While eugenics began as a movement dedicated to social enlightenment, its aims were soon perverted, and by the 1910s and 20s it was being used in the United States as scientific justification for the forced sterilization of people believed to be mentally subnormal. It was also behind the mean-spirited implementation of racist immigration tests and quotas (in the 1920s desperately poor eastern European immigrants, most of whom were illiterate, were expected to arrive at Ellis Island in New York knowing how to read). The systematic extermination of Jews, gypsies, homosexuals and other supposedly inferior groups by the Nazis in the 1940s had its scientific justification in the application of eugenic principles. Physical anthropology had jumped to the head of the queue in its race to prove ‘useful’.

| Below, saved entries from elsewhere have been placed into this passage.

PR #9081, opened 2023-03-22
[Bugfix:InstructorUI] Cookies store sorting information.

### LINKED ISSUE #9080: Sorting broken on gradeable grading page
**Describe the bug**
Sorting is not working on the gradeable grading page for all except user id.

**Expected behavior**
When the column is clicked it should sort by that column. 

**To Reproduce**
1. As a TA go to a gradable grading page 
2. Try to sort by first name

**Configuration**
 - OS: Windows and Mac
 - Browser: Chrome and Firefox

**Additional context**
Sorting is working on other grading pages such as the lab page.

SaadAhmedGit:

Fixes #9080
Previously, sorting by `first` or `last` name would still sort by `id`.

### What is the new behavior?
Rows are sorted correctly according to the intended attribute.
The information about how to sort columns is now stored in the browser cookies instead of being sent as `GET` request.
### Other information?
I tested by successfully attempting to sort according to `first` and `last` names which were previously not working.


cjreed121 (changes requested):
Thanks for the contribution. We probably want to keep it using $_COOKIE rather than $_GET. If we look at the git blame on this file we can trace it back to https://github.com/Submitty/Submitty/pull/7799. By setting this back to $_GET we'd cause that other issue again. Can you change it so the sort buttons edit the cookie value rather than set a GET parameter.

SaadAhmedGit:
> Thanks for the contribution. We probably want to keep it using $_COOKIE rather than $_GET. If we look at the git blame on this file we can trace it back to https://github.com/Submitty/Submitty/pull/7799. By setting this back to $_GET we'd cause that other issue again. Can you change it so the sort buttons edit the cookie value rather than set a GET parameter.

Ah, I see why `$_COOKIE` was being checked for the `sort` key in the first place. Let me make the requested changes.

SaadAhmedGit:
> If we use cookies, php is not reading sort params. any suggestions, how to go around this? 
> to reproduce, change sort value in URL and update the page
> image
> 

Wasn't the point of using cookies that the sort settings are saved in local storage and not sent with the get request in order to maintain previous state? The changes I made no longer require changes in the URL and these sort params are now stored in the cookies.

SaadAhmedGit:
Hi @cjreed121 , I hope you're doing well. I've made the changes you suggested, and I was wondering if you had a chance to review them yet? Thank you for your help!

cjreed121 (commented):
Thanks for making the changes. Seems to work well. Can you improve your PR description a bit now that this has some changes to cookies? After that and assuming the tests pass, I'll approve this.

SaadAhmedGit:
@cjreed121 I have updated the PR description as suggested.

It is no wonder then that Coon, writing after the horrible truth about the Nazi atrocities had come to light, made such an effort to distance himself from political ends. Even in the segregationist climate of America in the early 1960s he would have inflamed old wounds that were only beginning to heal if he had recommended political action based on the findings of physical anthropology. Instead, he presented the fact of human racial differences as an objective, scientific observation of the world – warts and all. Don’t blame the messenger, he seemed to be saying, if you don’t like the message. But the claim
that his conclusions were based on an objective appraisal of the evidence at hand was flawed, since no one had actually tested his genetic hypotheses. What
did
our genes have to say about human racial differences?

2
E pluribus unum

What we call the beginning is often the end
And to make an end is to make a beginning.
The end is where we start from.
T. S. Eliot, ‘Little Gidding’ (
Four Quartets
)

The study of human diversity was, until the twentieth century, limited to variation that could be observed with the naked eye. The subject of countless studies by Broca, Galton and the biometricians in Europe and America, this era marked a ‘collection’ phase of physical anthropology – the early stages of a new field of scientific enquiry, when there is no unifying theory with which to analyse the data accumulated. There was only one problem with the growing mass of data on human morphological variation – there was no simple correspondence between the newly rediscovered laws of heredity and the characters being measured. While there is certainly a genetic component to human morphology, it is clear that dozens – probably hundreds – of separate genes control this variability. Even today, the underlying genetic causes have yet to be deciphered. Thinking of Broca’s craniometric studies, if a particular bump on the skull is found in two unrelated individuals, does it necessarily represent the same genetic change? Are the bumps really the same characteristic, and thus representative of a true genetic relationship, or do they simply resemble each other superficially – by chance? It was impossible to know.